**Exercise aim**
Please restate every record below word for word.

◆ ◆ ◆

PR #2454, opened 2021-11-17
Add organisation colour for Department for Levelling Up, Housing and Communities (DLUHC)

brucebolt:
DLUHC = Department for Levelling Up, Housing and Communities

## What
Adds the brand colour for DLUHC.

The colour has a contrast ratio of 14.75, so not adding a websafe colour for this organisation.

## Why
The same change has been made in [govuk-frontend](https://github.com/alphagov/govuk-frontend/pull/2434), however we need to also make the change here until the next release of govuk-frontend.

[Zendesk ticket](https://govuk.zendesk.com/agent/tickets/4712566)

### DIFF
--- a/CHANGELOG.md
+++ b/CHANGELOG.md
@@ -9,6 +9,7 @@
 
 ## Unreleased
 
+* Add brand colour for Department for Levelling Up, Housing and Communities (DLUHC) ([PR #2454](https://github.com/alphagov/govuk_publishing_components/pull/2454))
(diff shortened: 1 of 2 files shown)


injms (approved):
Looks to be working as expected:
Screenshot 2021-11-17 at 11 24 13

I'll add an issue so we don't forget to remove this when this change is made in GOV.UK Frontend.

Thanks for adding this Bruce!

brucebolt:
> I'll add an issue so we don't forget to remove this when this change is made in GOV.UK Frontend.
Brilliant, thank you.

PR #2459, opened 2021-11-22
Remove redundant API value from big number component

owenatgov:
## What
Removes a stray `href` from the big number API presets

## Why
This is a repeated value and is therefore redundant!

No visual changes.


injms (approved):
Nice catch!

PR #2462, opened 2021-11-22
Update search component

injms:
## What

 - Updates search component documentation to mention `margin_bottom` parameter - only the documentation was added here, not the functionality.
 - Adds the ability to change the spacing between the label and the input
 - Allows the search label to be wrapped in a heading - similar to [the `isPageHeading` setting in GOV.UK Frontend's Nunjucks macro.][1] This is best used in conjunction with `label_size`.

## Why

The documentation for the `margin_bottom` attribute was missing, so needed to be added.

The spacing between the label and the input needed to be more flexible to allow for the updated homepage layout.

Having the label wrapped as a heading will allow for a the structure of the page to make semantic sense without needing unnecessary repetition - for example, a heading saying "Search" followed by a label that says "Search GOV.UK" could be merged into one heading-label that says "Search GOV.UK".

## Visual Changes

Example with `label_margin_bottom` set to 9:

image

There are no visual changes when using `wrap_label_in_a_heading` - this will wrap the label in a heading element that is unstyled with the margin removed.

[1]: https://design-system.service.gov.uk/get-started/labels-legends-headings/#labels-as-page-headings

### DIFF
--- a/app/views/govuk_publishing_components/components/_search.html.erb
+++ b/app/views/govuk_publishing_components/components/_search.html.erb
@@ -4,6 +4,7 @@
   aria_controls ||= nil
   button_text ||= t("components.search_box.search_button")
   id ||= "search-main-" + SecureRandom.hex(4)
+  label_margin_bottom ||= nil
   label_size ||= nil
   label_text ||= t("components.search_box.label")
   name ||= "q"
@@ -13,13 +14,6 @@
 
   data_attributes ||= {}
   data_attributes[:module] = 'gem-track-click'
-
-  label_classes = []
-  if (shared_helper.valid_heading_size?(label_size))
-    label_classes << "govuk-label govuk-label--#{label_size}"
-  else
-    label_classes << "gem-c-search__label"
-  end
 
   classes = %w[gem-c-search govuk-!-display-none-print]
   classes << (shared_helper.get_margin_top)
@@ -32,6 +26,14 @@
     classes << "gem-c-search--on-white"
   end
   classes << "gem-c-search--separate-label" if local_assigns.include?(:inline_label) or local_assigns.include?(:label_size)
+
+  label_classes = []
+  if (shared_helper.valid_heading_size?(label_size))
+    label_classes << "govuk-label govuk-label--#{label_size}"
+  else
+    label_classes << "gem-c-search__label"
+  end
+  label_classes << "govuk-!-margin-bottom-#{label_margin_bottom}" if [*1..9].include?(label_margin_bottom) and local_assigns.include?(:inline_label)
 %>
 
 <div class="<%= classes.join(" ") %>" data-module="gem-toggle-input-class-on-focus">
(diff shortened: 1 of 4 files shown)


app/views/govuk_publishing_components/components/_search.html.erb
```diff
@@ -32,11 +28,31 @@
     classes << "gem-c-search--on-white"
   end
   classes << "gem-c-search--separate-label" if local_assigns.include?(:inline_label) or local_assigns.include?(:label_size)
```
owenatgov, line 30: A teeny tiny nitpick: you've mentioned why it's a bad idea to specify the `inline_label` using the `||=` convention at the top (because it's falsey, ruby will defer to the default value). Do you think its worth adding a comment to this effect? I'm thinking of a well-meaning dev seeing that it's not included at the top and adding it in, potentially breaking a few things.

I'm asking instead of suggesting partly because the tests would catch this.

spec/components/search_spec.rb
```diff
@@ -8,6 +8,7 @@ def component_name
   it "renders a search box with default options" do
     render_component({})
     assert_select ".gem-c-search.gem-c-search--on-white"
+    assert_select "label[class='^=govuk-\!-margin-bottom-']", count: 0
```
owenatgov, line 11: These "starts-with" attribute selectors aren't formatted quite right. They're passing because they're looking for nothing, but they're dud selectors so will always return nothing, thus making the tests redundant.

```suggestion
    assert_select "label[class^='govuk-\!-margin-bottom-']", count: 0
```

As a bit of extra evidence I did some local testing on this with a very rough test. This passed:

```
it "test" do
    render_component({})

    assert_select "div[class^='gem-c-']"
  end
```

This didn't:

```
it "test" do
    render_component({})

    assert_select "div[class='^gem-c-']"
  end
```

This applies also to lines 150 and 157.

owenatgov (commented):
A comment and a question. Very nice work here, some lovely tests.

owenatgov:
Approved the percy build 👍

spec/components/search_spec.rb
injms: Good catch 🕵️‍♂️ 

This has been fixed for the search component in https://github.com/alphagov/govuk_publishing_components/pull/2462/commits/ba38459d46a9e48af46a603db64623174689dacc.

And there were other instances of this error which I've fixed in https://github.com/alphagov/govuk_publishing_components/pull/2463.

owenatgov (commented):
I should've mentioned this in my original review but this just needs a changelog update and I'll approve it :)

injms:
@owenatgov change log updated - ready for review

owenatgov (approved):
🔍

app/views/govuk_publishing_components/components/_search.html.erb
injms: Ooh, this is a can of worms. I agree, it's a thing that might be overridden without someone meaning to - so we could suggest moving away from using `false ` values as the default.

For this component, I'd also suggest that renaming the `inline_label` to `label_position` of which the options are `inline` or `above` (or something similar, just throwing ideas out here).  Then we can set the default to be `inline` using the `||=`, run the two parameters in parallel while we update the component usage, and then deprecate it. I think there are a couple of breaking changes coming up, which is good timing.

I'll raise an issue to gently nudge a discussion around this and see what the community consensus is.

injms: Issue raised: https://github.com/alphagov/govuk_publishing_components/issues/2472

PR #2463, opened 2021-11-23
Fix selectors in spec

injms:
## What

All the uses of `[class='^=class-name']` have been replaced with the correct formatting: `[class^='class-name']`.

## Why

As [highlighted by @owenatgov in another review][1], there were selectors in the spec that weren't formatted correctly - so they were potentially able to giving false negatives and needed fixing.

◆ ◆ ◆

**Result of the task**
PR #2454, opened 2021-11-17
Add organisation colour for Department for Levelling Up, Housing and Communities (DLUHC)

brucebolt:
DLUHC = Department for Levelling Up, Housing and Communities

## What
Adds the brand colour for DLUHC.

The colour has a contrast ratio of 14.75, so not adding a websafe colour for this organisation.

## Why
The same change has been made in [govuk-frontend](https://github.com/alphagov/govuk-frontend/pull/2434), however we need to also make the change here until the next release of govuk-frontend.

[Zendesk ticket](https://govuk.zendesk.com/agent/tickets/4712566)

### DIFF
--- a/CHANGELOG.md
+++ b/CHANGELOG.md
@@ -9,6 +9,7 @@
 
 ## Unreleased
 
+* Add brand colour for Department for Levelling Up, Housing and Communities (DLUHC) ([PR #2454](https://github.com/alphagov/govuk_publishing_components/pull/2454))
(diff shortened: 1 of 2 files shown)


injms (approved):
Looks to be working as expected:
Screenshot 2021-11-17 at 11 24 13

I'll add an issue so we don't forget to remove this when this change is made in GOV.UK Frontend.

Thanks for adding this Bruce!

brucebolt:
> I'll add an issue so we don't forget to remove this when this change is made in GOV.UK Frontend.
Brilliant, thank you.

PR #2459, opened 2021-11-22
Remove redundant API value from big number component

owenatgov:
## What
Removes a stray `href` from the big number API presets

## Why
This is a repeated value and is therefore redundant!

No visual changes.


injms (approved):
Nice catch!

PR #2462, opened 2021-11-22
Update search component

injms:
## What

 - Updates search component documentation to mention `margin_bottom` parameter - only the documentation was added here, not the functionality.
 - Adds the ability to change the spacing between the label and the input
 - Allows the search label to be wrapped in a heading - similar to [the `isPageHeading` setting in GOV.UK Frontend's Nunjucks macro.][1] This is best used in conjunction with `label_size`.

## Why

The documentation for the `margin_bottom` attribute was missing, so needed to be added.

The spacing between the label and the input needed to be more flexible to allow for the updated homepage layout.

Having the label wrapped as a heading will allow for a the structure of the page to make semantic sense without needing unnecessary repetition - for example, a heading saying "Search" followed by a label that says "Search GOV.UK" could be merged into one heading-label that says "Search GOV.UK".

## Visual Changes

Example with `label_margin_bottom` set to 9:

image

There are no visual changes when using `wrap_label_in_a_heading` - this will wrap the label in a heading element that is unstyled with the margin removed.

[1]: https://design-system.service.gov.uk/get-started/labels-legends-headings/#labels-as-page-headings

### DIFF
--- a/app/views/govuk_publishing_components/components/_search.html.erb
+++ b/app/views/govuk_publishing_components/components/_search.html.erb
@@ -4,6 +4,7 @@
   aria_controls ||= nil
   button_text ||= t("components.search_box.search_button")
   id ||= "search-main-" + SecureRandom.hex(4)
+  label_margin_bottom ||= nil
   label_size ||= nil
   label_text ||= t("components.search_box.label")
   name ||= "q"
@@ -13,13 +14,6 @@
 
   data_attributes ||= {}
   data_attributes[:module] = 'gem-track-click'
-
-  label_classes = []
-  if (shared_helper.valid_heading_size?(label_size))
-    label_classes << "govuk-label govuk-label--#{label_size}"
-  else
-    label_classes << "gem-c-search__label"
-  end
 
   classes = %w[gem-c-search govuk-!-display-none-print]
   classes << (shared_helper.get_margin_top)
@@ -32,6 +26,14 @@
     classes << "gem-c-search--on-white"
   end
   classes << "gem-c-search--separate-label" if local_assigns.include?(:inline_label) or local_assigns.include?(:label_size)
+
+  label_classes = []
+  if (shared_helper.valid_heading_size?(label_size))
+    label_classes << "govuk-label govuk-label--#{label_size}"
+  else
+    label_classes << "gem-c-search__label"
+  end
+  label_classes << "govuk-!-margin-bottom-#{label_margin_bottom}" if [*1..9].include?(label_margin_bottom) and local_assigns.include?(:inline_label)
 %>
 
 <div class="<%= classes.join(" ") %>" data-module="gem-toggle-input-class-on-focus">
(diff shortened: 1 of 4 files shown)


app/views/govuk_publishing_components/components/_search.html.erb
```diff
@@ -32,11 +28,31 @@
     classes << "gem-c-search--on-white"
   end
   classes << "gem-c-search--separate-label" if local_assigns.include?(:inline_label) or local_assigns.include?(:label_size)
```
owenatgov, line 30: A teeny tiny nitpick: you've mentioned why it's a bad idea to specify the `inline_label` using the `||=` convention at the top (because it's falsey, ruby will defer to the default value). Do you think its worth adding a comment to this effect? I'm thinking of a well-meaning dev seeing that it's not included at the top and adding it in, potentially breaking a few things.

I'm asking instead of suggesting partly because the tests would catch this.

spec/components/search_spec.rb
```diff
@@ -8,6 +8,7 @@ def component_name
   it "renders a search box with default options" do
     render_component({})
     assert_select ".gem-c-search.gem-c-search--on-white"
+    assert_select "label[class='^=govuk-\!-margin-bottom-']", count: 0
```
owenatgov, line 11: These "starts-with" attribute selectors aren't formatted quite right. They're passing because they're looking for nothing, but they're dud selectors so will always return nothing, thus making the tests redundant.

```suggestion
    assert_select "label[class^='govuk-\!-margin-bottom-']", count: 0
```

As a bit of extra evidence I did some local testing on this with a very rough test. This passed:

```
it "test" do
    render_component({})

    assert_select "div[class^='gem-c-']"
  end
```

This didn't:

```
it "test" do
    render_component({})

    assert_select "div[class='^gem-c-']"
  end
```

This applies also to lines 150 and 157.

owenatgov (commented):
A comment and a question. Very nice work here, some lovely tests.

owenatgov:
Approved the percy build 👍

spec/components/search_spec.rb
injms: Good catch 🕵️‍♂️ 

This has been fixed for the search component in https://github.com/alphagov/govuk_publishing_components/pull/2462/commits/ba38459d46a9e48af46a603db64623174689dacc.

And there were other instances of this error which I've fixed in https://github.com/alphagov/govuk_publishing_components/pull/2463.

owenatgov (commented):
I should've mentioned this in my original review but this just needs a changelog update and I'll approve it :)

injms:
@owenatgov change log updated - ready for review

owenatgov (approved):
🔍

app/views/govuk_publishing_components/components/_search.html.erb
injms: Ooh, this is a can of worms. I agree, it's a thing that might be overridden without someone meaning to - so we could suggest moving away from using `false ` values as the default.

For this component, I'd also suggest that renaming the `inline_label` to `label_position` of which the options are `inline` or `above` (or something similar, just throwing ideas out here).  Then we can set the default to be `inline` using the `||=`, run the two parameters in parallel while we update the component usage, and then deprecate it. I think there are a couple of breaking changes coming up, which is good timing.

I'll raise an issue to gently nudge a discussion around this and see what the community consensus is.

injms: Issue raised: https://github.com/alphagov/govuk_publishing_components/issues/2472

PR #2463, opened 2021-11-23
Fix selectors in spec

injms:
## What

All the uses of `[class='^=class-name']` have been replaced with the correct formatting: `[class^='class-name']`.

## Why

As [highlighted by @owenatgov in another review][1], there were selectors in the spec that weren't formatted correctly - so they were potentially able to giving false negatives and needed fixing.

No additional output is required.